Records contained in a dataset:
○ ○ ○ ○ ○ ○ ○

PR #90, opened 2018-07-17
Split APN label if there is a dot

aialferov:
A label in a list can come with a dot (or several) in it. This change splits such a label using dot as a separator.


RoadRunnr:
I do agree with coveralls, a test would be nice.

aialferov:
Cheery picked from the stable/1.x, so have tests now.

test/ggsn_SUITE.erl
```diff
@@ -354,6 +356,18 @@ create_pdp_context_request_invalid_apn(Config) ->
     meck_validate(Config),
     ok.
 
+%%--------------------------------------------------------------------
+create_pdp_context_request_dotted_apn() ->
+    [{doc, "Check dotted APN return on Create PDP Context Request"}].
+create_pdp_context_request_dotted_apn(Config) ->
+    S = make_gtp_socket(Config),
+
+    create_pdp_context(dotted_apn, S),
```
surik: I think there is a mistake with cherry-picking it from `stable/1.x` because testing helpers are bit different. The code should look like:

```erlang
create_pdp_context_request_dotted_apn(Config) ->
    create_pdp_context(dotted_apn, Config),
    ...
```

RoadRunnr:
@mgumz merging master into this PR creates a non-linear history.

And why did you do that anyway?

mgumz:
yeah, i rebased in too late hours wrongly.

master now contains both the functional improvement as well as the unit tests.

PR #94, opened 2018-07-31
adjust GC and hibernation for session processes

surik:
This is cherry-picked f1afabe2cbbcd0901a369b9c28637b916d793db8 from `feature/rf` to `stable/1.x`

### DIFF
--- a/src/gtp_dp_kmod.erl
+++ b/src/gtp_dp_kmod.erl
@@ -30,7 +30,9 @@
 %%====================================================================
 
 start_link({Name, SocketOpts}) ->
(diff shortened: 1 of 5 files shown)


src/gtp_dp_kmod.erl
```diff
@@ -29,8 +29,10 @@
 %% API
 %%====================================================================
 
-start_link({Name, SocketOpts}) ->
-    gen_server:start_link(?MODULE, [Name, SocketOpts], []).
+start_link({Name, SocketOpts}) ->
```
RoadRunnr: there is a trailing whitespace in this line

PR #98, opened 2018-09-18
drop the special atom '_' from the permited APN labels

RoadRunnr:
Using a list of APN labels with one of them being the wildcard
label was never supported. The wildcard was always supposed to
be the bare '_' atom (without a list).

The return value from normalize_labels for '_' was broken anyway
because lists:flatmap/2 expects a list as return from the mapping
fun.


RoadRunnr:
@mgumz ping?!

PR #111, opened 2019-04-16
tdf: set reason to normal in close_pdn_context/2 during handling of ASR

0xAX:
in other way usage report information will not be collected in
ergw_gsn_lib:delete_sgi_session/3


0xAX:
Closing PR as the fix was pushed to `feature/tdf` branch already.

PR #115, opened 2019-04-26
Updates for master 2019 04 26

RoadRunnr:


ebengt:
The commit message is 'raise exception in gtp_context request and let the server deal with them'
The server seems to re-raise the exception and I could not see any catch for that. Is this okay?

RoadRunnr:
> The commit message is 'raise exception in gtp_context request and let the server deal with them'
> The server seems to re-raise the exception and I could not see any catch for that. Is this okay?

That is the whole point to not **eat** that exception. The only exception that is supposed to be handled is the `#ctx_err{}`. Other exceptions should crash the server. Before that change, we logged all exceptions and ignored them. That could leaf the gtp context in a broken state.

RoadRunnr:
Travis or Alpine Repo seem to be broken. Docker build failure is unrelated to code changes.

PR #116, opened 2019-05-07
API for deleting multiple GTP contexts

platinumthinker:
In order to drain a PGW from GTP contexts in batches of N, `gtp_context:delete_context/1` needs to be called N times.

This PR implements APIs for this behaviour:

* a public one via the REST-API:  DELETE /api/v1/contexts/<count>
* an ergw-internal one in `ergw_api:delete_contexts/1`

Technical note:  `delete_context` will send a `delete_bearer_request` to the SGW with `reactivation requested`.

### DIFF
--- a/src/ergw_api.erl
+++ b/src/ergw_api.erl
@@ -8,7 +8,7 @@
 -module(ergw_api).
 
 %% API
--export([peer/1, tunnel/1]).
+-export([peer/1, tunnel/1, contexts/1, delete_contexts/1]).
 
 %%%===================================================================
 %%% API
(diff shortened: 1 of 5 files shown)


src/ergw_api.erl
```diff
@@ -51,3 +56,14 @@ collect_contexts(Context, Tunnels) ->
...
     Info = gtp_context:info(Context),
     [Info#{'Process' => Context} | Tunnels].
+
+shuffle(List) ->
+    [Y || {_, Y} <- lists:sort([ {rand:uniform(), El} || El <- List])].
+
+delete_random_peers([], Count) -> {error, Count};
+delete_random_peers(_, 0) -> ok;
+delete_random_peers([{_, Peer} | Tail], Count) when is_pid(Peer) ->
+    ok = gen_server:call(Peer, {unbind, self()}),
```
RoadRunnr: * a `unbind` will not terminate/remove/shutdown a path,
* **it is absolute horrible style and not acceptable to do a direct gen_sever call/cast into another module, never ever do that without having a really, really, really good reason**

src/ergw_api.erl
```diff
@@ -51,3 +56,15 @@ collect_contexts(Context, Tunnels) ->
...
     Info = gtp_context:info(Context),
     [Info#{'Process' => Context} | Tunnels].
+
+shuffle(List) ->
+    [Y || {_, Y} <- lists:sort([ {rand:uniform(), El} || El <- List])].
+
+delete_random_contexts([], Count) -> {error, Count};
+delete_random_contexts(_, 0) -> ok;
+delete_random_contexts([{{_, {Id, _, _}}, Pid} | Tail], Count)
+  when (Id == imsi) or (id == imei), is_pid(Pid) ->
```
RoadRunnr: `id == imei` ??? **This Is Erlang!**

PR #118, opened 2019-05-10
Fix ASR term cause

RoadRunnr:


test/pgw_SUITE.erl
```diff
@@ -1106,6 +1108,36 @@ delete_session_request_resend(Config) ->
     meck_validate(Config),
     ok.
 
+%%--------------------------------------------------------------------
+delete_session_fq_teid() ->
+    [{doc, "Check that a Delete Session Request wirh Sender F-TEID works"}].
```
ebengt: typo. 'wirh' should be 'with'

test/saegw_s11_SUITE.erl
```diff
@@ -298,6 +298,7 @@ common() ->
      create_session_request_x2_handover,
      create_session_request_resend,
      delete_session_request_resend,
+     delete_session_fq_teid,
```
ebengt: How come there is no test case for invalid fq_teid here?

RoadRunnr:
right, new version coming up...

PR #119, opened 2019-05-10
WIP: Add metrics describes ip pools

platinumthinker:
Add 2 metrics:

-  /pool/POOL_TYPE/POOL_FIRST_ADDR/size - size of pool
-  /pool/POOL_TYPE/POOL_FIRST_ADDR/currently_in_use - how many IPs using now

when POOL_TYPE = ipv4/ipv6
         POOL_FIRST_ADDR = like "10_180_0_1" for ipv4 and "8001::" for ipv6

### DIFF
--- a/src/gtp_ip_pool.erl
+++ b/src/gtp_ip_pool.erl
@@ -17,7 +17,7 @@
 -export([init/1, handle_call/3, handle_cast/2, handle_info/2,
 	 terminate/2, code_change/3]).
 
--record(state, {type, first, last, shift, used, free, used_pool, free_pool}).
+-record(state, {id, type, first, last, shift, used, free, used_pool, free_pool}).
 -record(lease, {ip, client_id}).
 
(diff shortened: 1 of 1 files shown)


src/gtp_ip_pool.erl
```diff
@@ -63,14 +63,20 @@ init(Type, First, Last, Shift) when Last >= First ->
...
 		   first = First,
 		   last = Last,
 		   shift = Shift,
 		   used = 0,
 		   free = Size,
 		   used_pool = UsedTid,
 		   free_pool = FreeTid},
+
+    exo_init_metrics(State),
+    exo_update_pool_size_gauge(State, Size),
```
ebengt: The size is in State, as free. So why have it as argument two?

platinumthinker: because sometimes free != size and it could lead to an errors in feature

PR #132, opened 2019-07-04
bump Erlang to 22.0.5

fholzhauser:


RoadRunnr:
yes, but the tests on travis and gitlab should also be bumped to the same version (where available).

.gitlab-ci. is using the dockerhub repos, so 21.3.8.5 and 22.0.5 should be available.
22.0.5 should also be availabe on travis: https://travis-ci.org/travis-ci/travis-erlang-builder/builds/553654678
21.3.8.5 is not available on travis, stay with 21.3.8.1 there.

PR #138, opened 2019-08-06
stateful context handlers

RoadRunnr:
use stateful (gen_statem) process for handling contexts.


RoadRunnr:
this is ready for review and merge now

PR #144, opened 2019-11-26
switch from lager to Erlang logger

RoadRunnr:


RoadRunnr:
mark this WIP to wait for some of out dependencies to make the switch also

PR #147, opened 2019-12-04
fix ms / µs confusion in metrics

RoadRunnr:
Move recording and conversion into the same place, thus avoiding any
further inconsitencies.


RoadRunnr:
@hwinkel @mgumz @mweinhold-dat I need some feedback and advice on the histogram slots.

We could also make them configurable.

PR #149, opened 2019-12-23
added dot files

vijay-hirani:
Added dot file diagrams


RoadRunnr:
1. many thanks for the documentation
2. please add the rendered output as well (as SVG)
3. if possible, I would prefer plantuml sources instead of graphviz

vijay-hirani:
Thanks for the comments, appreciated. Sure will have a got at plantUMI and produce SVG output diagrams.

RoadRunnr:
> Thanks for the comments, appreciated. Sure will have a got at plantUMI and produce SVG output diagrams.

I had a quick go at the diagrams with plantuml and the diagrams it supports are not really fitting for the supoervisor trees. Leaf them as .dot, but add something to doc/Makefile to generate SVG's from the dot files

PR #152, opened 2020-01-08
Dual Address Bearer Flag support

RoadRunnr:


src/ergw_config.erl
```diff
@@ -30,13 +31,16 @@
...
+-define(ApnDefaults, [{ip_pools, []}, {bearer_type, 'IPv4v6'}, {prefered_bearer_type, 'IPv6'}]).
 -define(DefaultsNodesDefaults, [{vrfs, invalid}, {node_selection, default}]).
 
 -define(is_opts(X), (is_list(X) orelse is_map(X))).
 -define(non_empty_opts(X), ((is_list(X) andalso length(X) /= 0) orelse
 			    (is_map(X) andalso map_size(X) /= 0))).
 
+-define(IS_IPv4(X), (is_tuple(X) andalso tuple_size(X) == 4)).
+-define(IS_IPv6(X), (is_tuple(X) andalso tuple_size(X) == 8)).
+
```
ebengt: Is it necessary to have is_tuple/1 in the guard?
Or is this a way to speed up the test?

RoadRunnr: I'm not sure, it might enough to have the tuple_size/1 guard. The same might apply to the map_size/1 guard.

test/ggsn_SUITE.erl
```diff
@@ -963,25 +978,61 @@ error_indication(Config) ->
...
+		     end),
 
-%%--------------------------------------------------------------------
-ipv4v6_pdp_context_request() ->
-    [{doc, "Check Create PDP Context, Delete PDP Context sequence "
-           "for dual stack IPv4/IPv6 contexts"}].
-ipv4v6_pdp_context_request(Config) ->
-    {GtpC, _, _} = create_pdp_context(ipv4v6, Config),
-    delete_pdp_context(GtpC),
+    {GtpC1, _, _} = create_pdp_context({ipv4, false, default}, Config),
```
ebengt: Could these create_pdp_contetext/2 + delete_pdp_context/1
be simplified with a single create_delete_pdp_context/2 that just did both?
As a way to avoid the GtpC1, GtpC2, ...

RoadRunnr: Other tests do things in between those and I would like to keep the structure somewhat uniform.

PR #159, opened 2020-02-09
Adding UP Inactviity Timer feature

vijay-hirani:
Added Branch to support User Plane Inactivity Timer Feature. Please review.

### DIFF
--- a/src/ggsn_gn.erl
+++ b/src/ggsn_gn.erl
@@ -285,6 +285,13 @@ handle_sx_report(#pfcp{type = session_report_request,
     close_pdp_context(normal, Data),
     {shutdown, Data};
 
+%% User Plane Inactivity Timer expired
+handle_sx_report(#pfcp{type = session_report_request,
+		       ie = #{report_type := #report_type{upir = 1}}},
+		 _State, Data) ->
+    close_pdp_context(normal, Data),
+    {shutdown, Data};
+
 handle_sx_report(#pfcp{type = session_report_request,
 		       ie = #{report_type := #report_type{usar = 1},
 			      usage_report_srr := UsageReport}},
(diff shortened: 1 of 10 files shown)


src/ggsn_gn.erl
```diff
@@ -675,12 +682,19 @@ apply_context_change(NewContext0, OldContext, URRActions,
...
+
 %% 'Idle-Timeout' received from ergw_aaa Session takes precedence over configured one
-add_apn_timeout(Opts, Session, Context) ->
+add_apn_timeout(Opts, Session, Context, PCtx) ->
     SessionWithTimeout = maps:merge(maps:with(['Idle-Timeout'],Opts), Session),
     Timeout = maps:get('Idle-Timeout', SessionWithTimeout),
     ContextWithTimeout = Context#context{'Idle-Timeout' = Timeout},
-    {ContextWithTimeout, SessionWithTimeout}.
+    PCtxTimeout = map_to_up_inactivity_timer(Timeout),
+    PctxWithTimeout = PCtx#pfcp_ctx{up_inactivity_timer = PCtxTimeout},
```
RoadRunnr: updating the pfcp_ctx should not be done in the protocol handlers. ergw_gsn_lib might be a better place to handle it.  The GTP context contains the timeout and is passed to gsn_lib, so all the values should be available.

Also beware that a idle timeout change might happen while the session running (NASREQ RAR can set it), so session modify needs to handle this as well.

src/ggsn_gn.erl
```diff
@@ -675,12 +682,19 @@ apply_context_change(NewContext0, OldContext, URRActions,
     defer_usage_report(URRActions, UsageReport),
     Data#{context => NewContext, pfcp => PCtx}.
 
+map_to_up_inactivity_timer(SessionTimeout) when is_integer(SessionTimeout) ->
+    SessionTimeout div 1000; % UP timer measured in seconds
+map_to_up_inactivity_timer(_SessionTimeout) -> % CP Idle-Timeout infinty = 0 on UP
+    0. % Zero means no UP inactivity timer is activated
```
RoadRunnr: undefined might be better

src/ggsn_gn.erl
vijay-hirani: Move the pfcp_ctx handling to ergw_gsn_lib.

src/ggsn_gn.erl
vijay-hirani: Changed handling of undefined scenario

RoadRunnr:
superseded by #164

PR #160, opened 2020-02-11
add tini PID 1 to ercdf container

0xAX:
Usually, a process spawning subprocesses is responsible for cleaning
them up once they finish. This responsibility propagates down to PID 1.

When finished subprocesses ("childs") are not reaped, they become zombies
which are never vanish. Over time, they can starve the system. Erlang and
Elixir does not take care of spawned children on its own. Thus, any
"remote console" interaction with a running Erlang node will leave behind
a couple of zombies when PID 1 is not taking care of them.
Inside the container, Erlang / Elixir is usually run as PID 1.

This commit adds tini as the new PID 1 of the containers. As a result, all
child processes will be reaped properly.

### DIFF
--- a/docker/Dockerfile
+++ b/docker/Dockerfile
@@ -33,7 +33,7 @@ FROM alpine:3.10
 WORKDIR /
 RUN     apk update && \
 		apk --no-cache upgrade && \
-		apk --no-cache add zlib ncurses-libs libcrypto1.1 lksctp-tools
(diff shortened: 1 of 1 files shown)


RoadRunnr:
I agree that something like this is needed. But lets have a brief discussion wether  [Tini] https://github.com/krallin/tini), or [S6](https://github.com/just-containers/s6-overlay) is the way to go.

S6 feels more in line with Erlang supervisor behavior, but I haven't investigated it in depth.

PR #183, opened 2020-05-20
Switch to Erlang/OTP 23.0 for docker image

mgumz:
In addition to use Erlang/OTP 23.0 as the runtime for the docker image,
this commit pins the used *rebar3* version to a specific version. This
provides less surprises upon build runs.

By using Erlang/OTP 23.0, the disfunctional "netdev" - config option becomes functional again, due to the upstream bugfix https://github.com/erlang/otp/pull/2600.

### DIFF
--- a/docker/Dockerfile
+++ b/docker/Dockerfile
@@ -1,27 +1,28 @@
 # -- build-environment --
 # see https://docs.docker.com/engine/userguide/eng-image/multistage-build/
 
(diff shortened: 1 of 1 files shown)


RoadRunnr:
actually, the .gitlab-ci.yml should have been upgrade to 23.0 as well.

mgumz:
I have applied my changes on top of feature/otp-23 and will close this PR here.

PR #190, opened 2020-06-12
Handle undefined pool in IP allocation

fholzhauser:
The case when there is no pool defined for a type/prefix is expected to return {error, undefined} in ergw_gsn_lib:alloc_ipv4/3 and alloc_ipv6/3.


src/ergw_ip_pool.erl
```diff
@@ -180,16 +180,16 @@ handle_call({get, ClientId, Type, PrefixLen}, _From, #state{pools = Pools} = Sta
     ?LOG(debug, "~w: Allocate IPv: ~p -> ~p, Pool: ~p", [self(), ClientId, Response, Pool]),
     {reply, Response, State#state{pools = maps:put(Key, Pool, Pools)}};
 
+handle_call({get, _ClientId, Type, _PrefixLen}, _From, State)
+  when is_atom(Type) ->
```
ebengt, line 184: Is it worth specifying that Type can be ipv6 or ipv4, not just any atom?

○ ○ ○ ○ ○ ○ ○

▶ WHAT THIS TASK INVOLVES
The required answer is the exact run of lines above starting at the line with "Adding UP Inactviity Timer feature" and ending at the line with "-285,6 +285,13 @@", with both ends present.

▶ WRITTEN REPLY
Adding UP Inactviity Timer feature

vijay-hirani:
Added Branch to support User Plane Inactivity Timer Feature. Please review.

### DIFF
--- a/src/ggsn_gn.erl
+++ b/src/ggsn_gn.erl
@@ -285,6 +285,13 @@ handle_sx_report(#pfcp{type = session_report_request,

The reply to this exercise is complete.